Extracted records =
PR #3011, opened 2023-04-26
Add custom type definition for breach data object

maxxcrawford:
Note: This PR doesn't actually type anything. It's for future usage. :)

### DIFF
--- a/src/customTypes.d.ts
+++ b/src/customTypes.d.ts
@@ -68,3 +68,22 @@ declare module 'mozlog' {
 interface Window {
   gtag: any
 }
+
+declare namespace breach {
+  let Name: string;
+  let Title: string;
+  let Domain: string;
+  let BreachDate: string;
+  let AddedDate: string;
+  let ModifiedDate: string;
+  let PwnCount: number;
+  let Description: string;
+  let LogoPath: string;
+  let DataClasses: Array<string>[];
+  let IsVerified: boolean;
+  let IsFabricated: boolean;
+  let IsSensitive: boolean;
+  let IsRetired: boolean;
+  let IsSpamList: boolean;
+  let IsMalware: boolean;
+}
--- a/src/customTypes.d.ts
+++ b/src/customTypes.d.ts
@@ -70,20 +70,20 @@ interface Window {
 }
 
 declare namespace breach {
-  let Name: string;
-  let Title: string;
-  let Domain: string;
-  let BreachDate: string;
-  let AddedDate: string;
-  let ModifiedDate: string;
-  let PwnCount: number;
-  let Description: string;
-  let LogoPath: string;
-  let DataClasses: Array<string>[];
-  let IsVerified: boolean;
-  let IsFabricated: boolean;
-  let IsSensitive: boolean;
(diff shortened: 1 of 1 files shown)


src/customTypes.d.ts
```diff
@@ -63,3 +63,22 @@ declare module 'mozlog' {
 interface Window {
   gtag: any
 }
+
+declare namespace breach {
```
maxxcrawford, line 67: Sample data: 

```
{
  "Name": "000webhost",
  "Title": "000webhost",
  "Domain": "000webhost.com",
  "BreachDate": "2015-03-01",
  "AddedDate": "2015-10-26T23:35:45Z",
  "ModifiedDate": "2017-12-10T21:44:27Z",
  "PwnCount": 14936670,
  "Description": "In approximately March 2015, the free web hosting provider <a href=\"http://www.troyhunt.com/2015/10/breaches-traders-plain-text-passwords.html\" target=\"_blank\" rel=\"noopener\">000webhost suffered a major data breach</a> that exposed almost 15 million customer records. The data was sold and traded before 000webhost was alerted in October. The breach included names, email addresses and plain text passwords.",
  "LogoPath": "https://haveibeenpwned.com/Content/Images/PwnedLogos/000webhost.png",
  "DataClasses": [
    "Email addresses",
    "IP addresses",
    "Names",
    "Passwords"
  ],
  "IsVerified": true,
  "IsFabricated": false,
  "IsSensitive": false,
  "IsRetired": false,
  "IsSpamList": false,
  "IsMalware": false
},
```

pdehaan: Verified w/ the above namespace schema and Joi. Doesn't look like any breaches have any more/fewer properties.

```js
import Joi from "joi";

const { array, boolean, number, string } = Joi.types();
const schema = Joi.object({
  Name: string,
  Title: string,
  Domain: string.allow(''),
  BreachDate: string,
  AddedDate: string,
  ModifiedDate: string,
  PwnCount: number,
  Description: string,
  LogoPath: string,
  DataClasses: array.items(string).min(1),
  IsVerified: boolean,
  IsFabricated: boolean,
  IsSensitive: boolean,
  IsRetired: boolean,
  IsSpamList: boolean,
  IsMalware: boolean,
});

try {
  const breaches = await fetchBreaches();
  // delete breaches[5].DataClasses; // Throws an error due to now missing property.
  const opts = { abortEarly: false, presence: 'required' };
  await array.items(schema).validateAsync(breaches, opts);
} catch (err) {
  console.error(err?.details || err);
}

async function fetchBreaches() {
  const res = await fetch("https://haveibeenpwned.com/api/v3/breaches");
  return res.json();
}
```

src/customTypes.d.ts
```diff
@@ -68,3 +68,22 @@ declare module 'mozlog' {
...
```
Vinnl, line 72: If the types agree with the schema that sounds good, but maybe change it to be an actual type, instead of a namespace:

```ts
type Breach = {
  Name: string;
  Title: string;
  // ...
}
```

Other than that this looks good to go!

Vinnl (approved):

Task requirements = When the string "fetchBreaches" occurs in a line of the material, that line belongs in the answer.

Exercise answer =
  const breaches = await fetchBreaches();
async function fetchBreaches() {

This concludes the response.